INPUT MATERIAL below:
PR #653, opened 2022-02-03
Add range restrictions on wasGeneratedBy for well-known generation activities

### LINKED ISSUE #630: How to connect ANALYSIS to ANALYSIS_OUTPUT?
In the ANALYSIS.sadl ontology, an ANALYSIS is a type of ACTIVITY which has a inputs and configuration but no output, so ANALYSIS_OUTPUT isn't connected to this in any obvious way. 

Since an ANALYSIS_OUTPUT inherits from ENTITY, the `wasGeneratedBy` attribute could point to the ANALYSIS. If this is the intent, then should it be specified that `wasGeneratedBy of ANALYSIS_OUTPUT only has values of type ANALYSIS.` in the same way that this is specialized for many other places?

glguy:
Per our discussion this PR identifies ENTITIES that have specific ACTIVITY subtypes that are intended to create them.

Fixes #630

### DIFF
--- a/RACK-Ontology/ontology/ANALYSIS.sadl
+++ b/RACK-Ontology/ontology/ANALYSIS.sadl
@@ -47,3 +47,5 @@ ANALYSIS_OUTPUT
 
     analyzes (note "ENTITY(s) under analysis") describes ANALYSIS_OUTPUT with values of type ENTITY.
End of INPUT MATERIAL.
WORK INSTRUCTIONS
Return the lines above precisely as they appear, beginning at the first line and ending at the line with "### LINKED ISSUE", and nothing after it.

EXERCISE ANSWER
PR #653, opened 2022-02-03
Add range restrictions on wasGeneratedBy for well-known generation activities

### LINKED ISSUE #630: How to connect ANALYSIS to ANALYSIS_OUTPUT?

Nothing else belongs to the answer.